Written byRamya Patelkhana
The Indian Administrative Service (IAS) is the most prestigious and sought-after service among the Civil Services of the country.
Here's all you want to know about the career path of an IAS officer.
To become an IAS Officer, one must clear the UPSC Civil Services Examination. Those who are accepted to the Indian Administrative Service, undergo training for three years before being confirmed in IAS.
Newly-recruited candidates are trained at Lal Bahadur Shastri National Academy of Administration in Uttarakhand's Mussoorie; the training begins with "Foundation Course" and ends with the all-India educational tour called "Bharat Darshan".
In the career path of becoming an IAS officer, after the training, comes the probation period when candidates are posted at their cadre regions for two years.
During the probation, the candidates are attached to various departments of the government to learn how things work.

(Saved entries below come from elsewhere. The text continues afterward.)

PR #4359, opened 2024-07-26
fix: `MergeYaml` does not update generated files

pstreef:
## What's changed?
Added a passing and failing test showing the problem

## What's your motivation?
`MergeYaml` should also work on newly created/generated files.

### DIFF
--- a/rewrite-yaml/src/test/java/org/openrewrite/yaml/MergeYamlTest.java
+++ b/rewrite-yaml/src/test/java/org/openrewrite/yaml/MergeYamlTest.java
@@ -20,6 +20,8 @@ import org.openrewrite.DocumentExample;
 import org.openrewrite.Issue;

They also have to appear for an examination at the end of probation period.
The IAS officers begin their career by receiving training with their home cadres after which they get their first posting. At the initial stage, they are posted as a Sub-Divisional Magistrate in charge of a district sub-division.

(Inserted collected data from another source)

PR #4362, opened 2024-07-26
Add HCL FindAndReplaceLiteral Recipe

l-ferguson:
## What's changed?
Adding a new recipe to find and replace literal values in HCL files.

## What's your motivation?
This recipe provides an HCL language-specific alternative to the existing FindAndReplace recipe that parses files as plaintext. This recipe will find and replace literal values in HCL files and allow you to execute additional HCL language-specific recipes afterwards in a single recipe run.

### DIFF
--- a/rewrite-core/src/main/java/org/openrewrite/config/Environment.java
+++ b/rewrite-core/src/main/java/org/openrewrite/config/Environment.java
@@ -150,26 +150,28 @@ public class Environment {
             }
         }
         if (!recipesNotFound.isEmpty()) {
+            @SuppressWarnings("deprecation")
             List<String> suggestions = recipesNotFound.stream()
                     .map(r -> recipesByName.keySet().stream()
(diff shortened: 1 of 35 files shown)


timtebeek:
Hi & welcome, thanks for the immediate PR. I'll have a closer look over the weekend, but for now we have some automated code suggestions to conform to our coding standards. Great start already! To simplify review, would you mind sharing is you copied parts from elsewhere such that we can compare and review only the changes?

l-ferguson:
Hi! I copied the existing [FindAndReplace recipe](https://github.com/openrewrite/rewrite/blob/main/rewrite-core/src/main/java/org/openrewrite/text/FindAndReplace.java) as a starting point and then modified it to scope to HCL literals

timtebeek (approved):
Thanks again @l-ferguson ; I've added some polishing commits to start with the bare minimum of what we need. Hope you agree with the choices I made. We can always add options later, or work with preconditions to limit what files to apply to.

Next, at the District level, officers appointed as District Magistrates or District Collectors or Deputy Commissioners supervise policy formulation, implementation, developmental works of the concerned district.

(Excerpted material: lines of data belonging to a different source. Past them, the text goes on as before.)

PR #4363, opened 2024-07-28
Add recipe for adding/replacing a Maven runtime config

bmuschko:
## What's changed?

Introduces a new recipe for adding and replacing [Maven runtime configuration](https://maven.apache.org/configure.html#mvn-directory) in `.mvn/maven.config` or `.mvn/jvm.config`.

## What's your motivation?

It's important for Maven projects to standardize on certain runtime flags and make them available through checked-in files the SCM. All developers that check out the code from SCM will  automatically apply those flags. For example, you may want to execute the Maven [build in parallel](https://cwiki.apache.org/confluence/display/MAVEN/Parallel+builds+in+Maven+3) for better build performance and therefore introduce `-T=1C` in `maven.config`.

- The Maven documentation is not very specific which notation should be used for separating a flag from the assigned value if there is one (no separation, whitespace, `=` character. In fact, you will find all notations across different pieces of documentation. The implementation allows for providing this option.
- The Maven documentation indicates that new lines should be used to separate configuration for `maven.config`. For `jvm.config`, you should use a whitespace. The implementation takes this into consideration.
- Currently, the implementation does not take into consideration the alternative flag notation e.g. ` -U` vs. `--update-snapshots`. Please advise if you'd need this case to be handled with the initial PR and optimally "how".


timtebeek (approved):
Great start @bmuschko ; I've added a small polishing commit, mostly to make things smaller and more idiomatic. Feel free to go over the changes and let me know if you have any question.

No need to handle configuration aliases just yet; but we can see how that turns out in practice.

bmuschko:
@timtebeek Thanks for the polishing and merging. All makes sense and gives additional guidance for future PRs.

After their District-level role, IAS officers are promoted to State-level administration as Heads of Departments or bureaucrats in state secretariats. Many officers are posted at administrative posts in Public Sector Undertakings (PSUs) too.
Next, at the top of the hierarchy of IAS, officers are posted with the central government as Cabinet Secretary, Secretary, Additional Secretary, Joint Secretary, Director, Deputy Secretary and Under Secretary.
IAS officers are entrusted with the task of handling government affairs at various levels, which involve the framing and implementation of policies, in consultation with concerned ministries.
They have to undertake supervision of the implementation process and travel to important sites and places.
IAS officers also have to look after the disbursement of funds. The officers are answerable to the Parliament or State Legislatures.